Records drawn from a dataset
..............................

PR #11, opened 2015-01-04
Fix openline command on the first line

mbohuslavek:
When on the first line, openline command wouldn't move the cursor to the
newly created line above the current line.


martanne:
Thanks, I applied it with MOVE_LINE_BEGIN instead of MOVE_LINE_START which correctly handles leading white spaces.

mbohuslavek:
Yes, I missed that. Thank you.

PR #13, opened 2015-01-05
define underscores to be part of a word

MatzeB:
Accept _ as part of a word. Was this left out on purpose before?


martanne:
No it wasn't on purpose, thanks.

..............................

> _ABOUT THIS EXERCISE_
Count, in the records above, the lines that contain the word "first"; the answer is that number alone.

> _ANSWER SECTION_
2